I’m a senior software engineer at Harrison.ai, a medical machine learning company. I help build the data platform that moves images, facts, and models between messy real-world hospitals and clean, scalable code.
Most of my work is in Rust. I’m into distributed systems that behave under pressure, and infrastructure that doesn’t flinch when you scale it up, out, or sideways.

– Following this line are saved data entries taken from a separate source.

PR #3498, opened 2020-04-24
fix: use DELETE FROM for consistency

skuruppu:
Being consistent with [docs](https://cloud.google.com/spanner/docs/dml-syntax#delete_examples).


skuruppu:
I believe the failing tests are due to https://github.com/googleapis/python-spanner/issues/68. @larkee may ask you for some advice on this topic, hope that's ok @tmatsuo.

tmatsuo:
@skuruppu Actually, the error is different.
There are two kind of timeout (or DeadlineExceededError)

1. create_backup() ends up with a DeadlineExceededError.
2. operation.result(timeout) ends up with timeout.

https://github.com/googleapis/python-spanner/issues/68 is for fixing 1.

The errors on this PR is the issue 2 above. I think this is a transient failure on the server side.

tmatsuo:
@skuruppu I updated the branch, and will merge once the test passes.

tmatsuo:
LOL now the both tests are failing with `google.api_core.exceptions.DeadlineExceeded: 504 Deadline Exceeded`, which will be fixed by https://github.com/googleapis/python-spanner/issues/68

PR #3547, opened 2020-04-24
Markdown tutorial

dinagraves:
Sample for https://cloud.google.com/run/docs/tutorials/secure-services

Includes end-to-end testing. 

Update:

This PR has a custom `noxfile.py` at `run/markdown-preview/noxfile.py`.

Currently this custom noxfile is hijacking py-3.7 test for running `cloud_run` test, but eventually we'll move to `cloud_run` nox session.

In the `cloud_run` nox session, I needed to specify the test file `e2e_test.py` in order to exclude tests in subdirs (renderer and editor). This directory hierarchy is for our test shell script to correctly detect whether it should run the test or not according to the changed files.

@kurtisvg @busunkim96 Can you take a look at the `noxfile.py`?


run/markdown-preview/renderer/main.py
```diff
@@ -0,0 +1,34 @@
...
+import os
+
+
+app = Flask(__name__)
+
+
+@app.route("/", methods=["POST"])
+def index():
+    data = request.get_data(as_text=True)
+    return markdown.markdown(data)
```
averikitsch, line 26: nit: comment what `markdown.markdown()` is doing.

averikitsch, line 26: You also need to sanitize this HTML

run/markdown-preview/editor/render.py
```diff
@@ -0,0 +1,57 @@
...
+
+
+def new_request(data):
+    """
+    new_request creates a new HTTP request with IAM ID Token credential.
+    This token is automatically handled by private Cloud Run (fully managed)
+    and Cloud Functions.
+    """
+
+    url = os.environ.get("EDITOR_UPSTREAM_RENDER_URL")
```
averikitsch, line 28: We should check that url is set

run/markdown-preview/README.md
```diff
@@ -0,0 +1,6 @@
+# Markdown Preview
+
+This sample application consists of two services: a "markdown editor" and a separate "markdown renderer".
+
+Read more about how to deploy and work with these services in https://cloud.google.com/run/docs/tutorials/secure-services.
+
```
averikitsch, line 6: We should mention the env vars used for this sample

run/markdown-preview/renderer/main.py
dinagraves: Done - using bleach

dinagraves: Added comment

run/markdown-preview/README.md
dinagraves: Added. LMK if it's not clear or if you think it should be in its own "environment variables" section

run/markdown-preview/renderer/main.py
averikitsch: bleach.clean should be called on the html outputted from markdown.markdown.

run/markdown-preview/editor/requirements.txt
```diff
@@ -0,0 +1,4 @@
+Flask==1.1.1
+pytest==5.3.2; python_version > "3.0"
```
averikitsch, line 2: Is this needed if using a separate requirements file? Same for renderer.

run/markdown-preview/e2e_test_setup.yaml
```diff
@@ -0,0 +1,57 @@
+steps:
```
averikitsch, line 1: nit: format this file similar to https://github.com/GoogleCloudPlatform/cloud-code-samples/blob/master/python/.ci/cloud-run-python-hello-world.cloudbuild.yaml

dinagraves: Took a stab at it. LMK if you want any changes.

run/markdown-preview/renderer/main.py
dinagraves: I think it works either way - cleaning before sending to markdown should remove any harmful tags.  I'm not sure how aggressive bleach is and whether it removes anything we want from the markdown html?  It passes the test though so am running it on the markdown html.

run/markdown-preview/editor/requirements.txt
dinagraves: Good call - fixed this.  Probably should do the rest of the samples as well.

tmatsuo:
@dinagraves Can you use `uuid.uuid4().hex` instead of random int? If it's too long, use slice `uuid.uuid4().hex[:5]`.

run/markdown-preview/e2e_test.py
```diff
@@ -0,0 +1,91 @@
...
+import pytest
+
+
+@pytest.fixture()
+def services():
+    # Unique suffix to create distinct service names
+    suffix = uuid.uuid4().hex
+
+    # Build and Deploy Cloud Run Services
+    subprocess.run(
```
kurtisvg, line 29: We probably need to make sure [`check=True`](https://docs.python.org/3/library/subprocess.html#subprocess.run) or that we check the error codes manually when these commands return.

run/markdown-preview/e2e_test_setup.yaml
```diff
@@ -0,0 +1,59 @@
...
```
kurtisvg, line 1: This probably needs a license at the top

run/markdown-preview/e2e_test.py
kurtisvg: (same for all these calls below)

run/markdown-preview/editor/requirements-test.txt
```diff
@@ -0,0 +1,2 @@
+pytest==5.3.2; python_version > "3.0"
+pytest==5.3.2; python_version < "3.0"
```
kurtisvg, line 2: Only using Python 3.8, no need to clarify this any more. 
```suggestion
pytest==5.3.2
```

run/markdown-preview/noxfile.py
```diff
@@ -0,0 +1,186 @@
...
+
+import nox
+
+
+# DO NOT EDIT - automatically generated.
+# All versions used to tested samples.
+ALL_VERSIONS = ["2.7", "3.6", "3.7", "3.8"]
+
+# Any default versions that should be ignored.
+IGNORED_VERSIONS = ["2.7", "3.6", "3.8"]
```
kurtisvg, line 28: The container is running 3.8-slim, so we probably only want to test on 3.8?
```suggestion
IGNORED_VERSIONS = ["2.7", "3.6", "3.7"]
```

run/markdown-preview/renderer/requirements-test.txt
```diff
@@ -0,0 +1,2 @@
+pytest==5.3.2; python_version > "3.0"
+pytest==5.3.2; python_version < "3.0"
```
kurtisvg, line 2:
```suggestion
pytest==5.3.2
```

run/markdown-preview/requirements-test.txt
```diff
@@ -0,0 +1,4 @@
+pytest==5.3.2; python_version > "3.0"
+pytest==5.3.2; python_version < "3.0"
```
kurtisvg, line 2:
```suggestion
pytest==5.3.2
```

run/markdown-preview/e2e_test.py
```diff
@@ -0,0 +1,91 @@
...
+# limitations under the License.
+
+import json
+import subprocess
+from urllib import request
+import uuid
+
+import pytest
+
+
```
kurtisvg, line 22: nit: Since this is a somewhat uncommon test structure (or at least at this point), would it be helpful to add a comment towards the top of this file (or maybe on the test itself) explaining what the goal of this test is and why's it located here? 

It may be helpful to other readers that don't have the context on the situation.

run/markdown-preview/noxfile.py
dinagraves: We're actually hijacking the 3.7 tests, and running the cloud_run session instead.  If we update here, we would have this in the py() function as well:
```
if session.python == '3.7':
        cloud_run(session)
```

kurtisvg: Oh ok - do we intended to commit using this or can we add the Cloud Run check to Kokoro before?

run/markdown-preview/e2e_test.py
dinagraves: Added a comment. LMK if it needs more clarification.

run/markdown-preview/noxfile.py
dinagraves: What do you think is easier to maintain? @tmatsuo for his opinion as well.

tmatsuo: I'm ok with either way, with a slight preference of merging this as it is.

kurtisvg: Ok - SGTM.

tmatsuo:
I guess the CLA bot is not happy with some commits done by Dine on the github UI, which has `Dina Graves Portman <55413432+dinagraves@users.noreply.github.com>`.

tmatsuo:
@googlebot I consent.

PR #11035, opened 2023-12-15
fix(airflow_db_cleanup): sessions cleanup

mokshasoul:
This fixes an issue where the python operator gets killed if the ssession table is large enough by using COUNT(*) instead of loading everything into memory


apilaskowski (approved):
Nice catch. Thank you for updating.

iennae (approved):
LGTM

Thanks for the contribution and improving how the sample works.

PR #11277, opened 2024-03-05
Add clarifying comments to the Dockerfile.

tvalentyn:


tvalentyn:
R: @Polber

kweinmeister (approved):

Polber (approved):

tvalentyn:
Can this be merged? Thanks!

rsamborski:
@davidcavazos It seems the failing tests are not related to changes, but PTAL. I can admin-merge if you're OK with that.

rsamborski (approved):

davidcavazos:
It looks like it's failing on 3.12 while building requirements, I think when building `apache-beam`. @tvalentyn does Apache Beam support Python 3.12? If not, we should disable testing on 3.12 for this sample.

tvalentyn:
> we should disable testing on 3.12 for this sample.

Done

dataflow/flex-templates/streaming_beam/noxfile_config.py
```diff
@@ -25,7 +25,7 @@
     # > ℹ️ We're opting out of all Python versions except 3.8.
     # > The Python version used is defined by the Dockerfile, so it's redundant
     # > to run multiple tests since they would all be running the same Dockerfile.
```
davidcavazos, line 27: Can you add a comment here saying that gcr.io/dataflow-templates-base/python3-template-launcher-base uses Python 3.8 so that's the only version we're testing?

Or if it uses a different version, let's make that match here.

davidcavazos (approved):

dataflow/flex-templates/streaming_beam/noxfile_config.py
tvalentyn: Does it matter which version is used by template launcher? I think the template environment should be self-contained. I wonder why py3.12 tests were failing, should have looked at the logs.

tvalentyn: Here are the relevant test logs from https://btx-internal.corp.google.com/invocations/9f2054ec-9594-453e-86b5-0689b623b21b/targets/cloud-devrel%2Fpython-docs-samples%2Fpython3.12%2Fpresubmit/log:

```
******************** TESTING PROJECTS ********************
btlr run --max-cmd-duration=60m **/requirements.txt --git-diff origin/main... . -- /workspace/.kokoro/tests/run_single_test.sh
Collecting directories that match pattern...337 collected.
Checking for changes with "git diff"... [0 of 337 complete].
Running command(s)... [0 of 1 complete].
#
# dataflow/flex-templates/streaming_beam
#

------------------------------------------------------------
- testing /workspace/dataflow/flex-templates/streaming_beam
------------------------------------------------------------

 Using noxfile-template from parent folder (/workspace). 

nox > Running session py-3.12
nox > Creating virtual environment (virtualenv) using python3.12 in .nox/py-3-12
nox > python -m pip install --upgrade pip
nox > python -m pip install -r requirements.txt --only-binary :all
nox > Command python -m pip install -r requirements.txt --only-binary :all failed with exit code 1:
Collecting apache-beam==2.41.0 (from apache-beam[gcp]==2.41.0->-r requirements.txt (line 1))
  Downloading apache-beam-2.41.0.zip (2.9 MB)
     ━━━━━━━━━━━━━━━━━━━━━━━━━━━━━━━━━━━━━━━━ 2.9/2.9 MB 11.7 MB/s eta 0:00:00
```

tvalentyn: nox is trying to install requirements.txt. Not sure where this is configured, but this is not necessary and AFAICT this environment is not used to build or submit the pipeline.

tvalentyn: i think current comment is fine.

davidcavazos: It's a global configuration in the root directory of the repo, but we shouldn't edit that. Currently it will always install requirements automatically. So when it tried to install `apache-beam` on Python 3.12 it failed.

PR #11290, opened 2024-03-13
chore: update embedding sample to be more developer friendly

jackwotherspoon:
Note: I am a Googler on a different team that noticed this sample was slightly confusing when I tried to use it so putting this PR up as a potential improvement. 

As a developer wanting to copy/paste this sample into my workload I would expect it to take in an input string and then get the embedding for it? This is what the notebook example for this already does... https://github.com/GoogleCloudPlatform/vertex-ai-samples/blob/main/notebooks/official/generative_ai/text_embedding_new_api.ipynb

### DIFF
--- a/generative_ai/embedding.py
+++ b/generative_ai/embedding.py
@@ -16,13 +16,12 @@
 from vertexai.language_models import TextEmbeddingModel
 
 
-def text_embedding() -> list:
+def text_embedding(text: str = "What is life?") -> list:
     """Text embedding with a Large Language Model."""
     model = TextEmbeddingModel.from_pretrained("textembedding-gecko@001")
-    embeddings = model.get_embeddings(["What is life?"])
-    for embedding in embeddings:
-        vector = embedding.values
-        print(f"Length of Embedding Vector: {len(vector)}")
+    embeddings = model.get_embeddings([text])
+    vector = embeddings[0].values
+    print(f"Length of Embedding Vector: {len(vector)}")
     return vector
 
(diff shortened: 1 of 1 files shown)


generative_ai/embedding.py
```diff
@@ -16,13 +16,12 @@
...
+def text_embedding(text: str = "What is life?") -> list:
     """Text embedding with a Large Language Model."""
     model = TextEmbeddingModel.from_pretrained("textembedding-gecko@001")
-    embeddings = model.get_embeddings(["What is life?"])
-    for embedding in embeddings:
-        vector = embedding.values
-        print(f"Length of Embedding Vector: {len(vector)}")
+    embeddings = model.get_embeddings([text])
+    vector = embeddings[0].values
+    print(f"Length of Embedding Vector: {len(vector)}")
```
jackwotherspoon, line 24: removed loop here, really no need to loop if we are only returning 1 embedding...

jackwotherspoon:
@yil532 curious what you think on this? (saw you as a previous contributor to this file) 😄

jackwotherspoon:
FYI: Test that is failing has nothing to do with code touched in this PR

gericdong (approved):

m-strzelczyk (approved):

jackwotherspoon:
Looks like test that was blocking this PR was fixed as part of https://github.com/GoogleCloudPlatform/python-docs-samples/pull/11313

PR #11406, opened 2024-04-04
chore: remove 3.12 tests from python 3.7 samples

kweinmeister:
3.12 tests are running on samples that are only supposed to run on 3.7.


rsamborski (changes requested):
I left couple minor comments, but my biggest concern is that this change completely turns off any tests. We're currently running tests in 2.7, 3.8-3.12 while the changes exclude all of these versions.

Is this intended?

kweinmeister:
> I left couple minor comments, but my biggest concern is that this change completely turns off any tests. We're currently running tests in 2.7, 3.8-3.12 while the changes exclude all of these versions.
> 
> Is this intended?

These samples are a duplicated set of the appengine samples used in the docs that only support Python <= 3.7. They have lower dependency versions than the other set of appengine samples supporting 3.8-3.12. Unless we bring back Python 3.7 testing, these will not be tested, which is a separate issue from this PR. We shouldn't be testing these on 3.12 for certain.

rsamborski (approved):

PR #11412, opened 2024-04-04
feat: update region tags for existing Imagen samples

irataxy:
## Description

Fixes b:329291575

### DIFF
--- a/generative_ai/imagen/edit_image_mask.py
+++ b/generative_ai/imagen/edit_image_mask.py
@@ -20,6 +20,7 @@ Example usage:
         --output_file <filepath> --prompt <text>
 """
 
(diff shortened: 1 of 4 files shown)


gericdong (approved):

m-strzelczyk (approved):
To get rid of the snippet bot complaints, just make it double-region tagged. It's OK to have two region tags overlap. Then, when the docs are updated to use the new tag, you'll be able to remove the old tags from here.

irataxy:
> To get rid of the snippet bot complaints, just make it double-region tagged. It's OK to have two region tags overlap. Then, when the docs are updated to use the new tag, you'll be able to remove the old tags from here.

Done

This site is a notebook. I use it to:
- unpack problems
- log weird bugs
- write my way into understanding something
Some posts are sharp and useful. Others are me thinking out loud, not quite sure where I’m headed. That’s the point.
I like software that’s:
- fast
- minimal
- and a little weird
I believe naming things well is half the job. The other half is deleting things you thought you needed.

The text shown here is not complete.